Debt Consolidation Solutions For Non-Homeowners

January 26th, 2012 by admin Leave a reply »



Debt consolidations refers to the merger of two or more loans or mortgages into a single loan in order to decrease the amount of installments that need to be paid. Homeowners stand a better chance of availing debt consolidation solutions as they have their home equity to rely on. Home equity loans, line of credit, or refinancing your existing mortgage are three of the popular methods that can be used to reduce debts. This does not mean that non-homeowners do not have the privilege of securing a loan consolidation. Some of the ways in which non-homeowners can consolidate their debts are listed below.

Credit Card Balance Transfer

This is where your credit card usage will help you in getting your loan repayment solutions via debt consolidation. If you have a good credit rating, then you would have an upper hand when you call your credit card company for interest rate quotes. This interest rate enquiry would be pertaining to the interest that would be charged by the company in case you transfer your other card balances to them. Chances are that they might give you better rates considering your credit standing. This method brings together all your different credit card debts under one banner and results in lower payments. Most importantly, you have to deal with just one rate of interest, which makes repayment less taxing.

However, non-homeowners who opt for this method should undertake precautionary measures regarding certain terms and conditions put forth by the credit card company in which you are consolidating your balances. Firstly, check the (Annual Percentage Rate) APR, the interest rate and its type, whether it is fixed or variable.

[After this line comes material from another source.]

Issue #1263, opened 2021-09-22
Windows integration tests fail due to mis-compiled test fuzzers


ranweiler:
Windows integration tests build libFuzzers using the latest LLVM and Windows SDK. We install LLVM [here](https://github.com/microsoft/onefuzz/blob/8cc70188957f60db62dc279ee1f406ffd0a0da04/.github/workflows/ci.yml#L410). The SDK version is inherited from the GitHub Actions environment. A recent update to the Windows SDK (either [here](https://github.com/actions/virtual-environments/commit/b913c5ba8707a668ae8c82fbff78a3d50ca9b855) or maybe [here](https://github.com/actions/virtual-environments/commit/3703015712cec213f081e031bde670d29a3f6836#diff-816219d3c9f30fcc1c40f88ca826c1662bf99eded781c1b419dd2dfb577ae227R237)) looks to have surfaced a mis-compilation in the Windows ASAN runtime static library that is shipped with LLVM. As a result, ASAN-instrumented targets exit abnormally, which our integration tests catch via a failed binary validity check.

At times, the company may offer low introductory APR and then raise it once the preliminary period is over. In addition to that, you need to be sure about the introductory rate is same for the transfer as well as the current balances. Check the duration of the zero or low APR; in case it lasts until the time you are able to pay the debt, then it is most beneficial even if you have to incur a higher interest rate.

Withdrawal from insurance policy

Your insurance policy is another route to freedom from the debt burden. The amount you can borrow from your policy depends on the duration of the insurance cover and the principle amount. However, care should be taken when calculating the numbers and rates involving the payment of premium and restoring the loan.

Secured Personal Loan

Keeping your personal belongings as collateral and getting yourself a loan to pay off several others that are pending since long is a another means to set your debt problems straight. However, this approach would only benefit those who have substantial personal belongings, which have considerable value when they are considered as collaterals.

Debt Settlement Companies

These companies are specifically set up for helping out individuals who are in need of debt consolidation. They act as mediators between the borrowers and their creditors and negotiate with them to reduce the interest rates on your debt. The debt companies usually have a good rapport with most of the creditors and in addition to that, their market standing gives them the edge to bargain and tip the deal over to the borrowers benefit. They can get your debts reduced by up to 50% to 70%.

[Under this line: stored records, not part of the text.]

PR #1311, opened 2021-10-01
Add more setup info to `check-pr` docs

ranweiler:
- Describe what permissions to grant the GitHub API `PAT`
- Document required env vars
- Recommend the use of `virtualenv` and `direnv`
- Note that `-h` can be used for more usage info

### DIFF
--- a/src/utils/check-pr/README.md
+++ b/src/utils/check-pr/README.md
@@ -1,8 +1,20 @@
 # PR integration test tool
 
-Requirements:
+## Requirements
 
-* Python packages (See `requirements.txt`)
+* Python >= 3.7, and dependencies (see `requirements.txt`)
 * [az-cli](https://docs.microsoft.com/en-us/cli/azure/install-azure-cli).
 * [azcopy](https://docs.microsoft.com/en-us/azure/storage/common/storage-use-azcopy-v10)
 * [azure-functions-core-tools](https://docs.microsoft.com/en-us/azure/azure-functions/functions-run-local?tabs=v3%2Clinux%2Ccsharp%2Cportal%2Cbash%2Ckeda#install-the-azure-functions-core-tools)
+
+## Setup
+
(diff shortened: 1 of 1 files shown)


src/utils/check-pr/README.md
```diff
@@ -1,8 +1,20 @@
...
 
-* Python packages (See `requirements.txt`)
+* Python >= 3.7, and dependencies (see `requirements.txt`)
 * [az-cli](https://docs.microsoft.com/en-us/cli/azure/install-azure-cli).
 * [azcopy](https://docs.microsoft.com/en-us/azure/storage/common/storage-use-azcopy-v10)
 * [azure-functions-core-tools](https://docs.microsoft.com/en-us/azure/azure-functions/functions-run-local?tabs=v3%2Clinux%2Ccsharp%2Cportal%2Cbash%2Ckeda#install-the-azure-functions-core-tools)
+
+## Setup
+
+1. In GitHub, generate a personal access token (PAT) with the `public_repo` scope.
```
ranweiler, line 12: Some `check-pr` functionality may require more scopes (unsure). This is definitely enough to run integration tests on a PR.

bmc-msft: Note, the only scope I use is `workflow`

ranweiler: This makes me wonder if `workflow` implies `public_repo`.

The API docs state that Artifacts access requires the [`[public]_repo` scope](https://docs.github.com/en/rest/reference/actions#artifacts).

chkeita (approved):

src/utils/check-pr/README.md
ranweiler: Confirmed: when creating a GitHub PAT, if you check `workflow`, it auto-checks the entire `repo` scope _category_ (and disables un-checking), so it is much more permissive than `public_repo`.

Non-Profit Consumer Debt Management Programs

This should be a last resort to consolidate your debts. Debt management programs can provide the borrowers with an agreement with their creditors to give you certain waivers such as late fee, reduced interest rates, extension of repayment period and much more. These non-profit consumer programs have a good market standing and hence are able to get the acceptance of the creditors without much ado.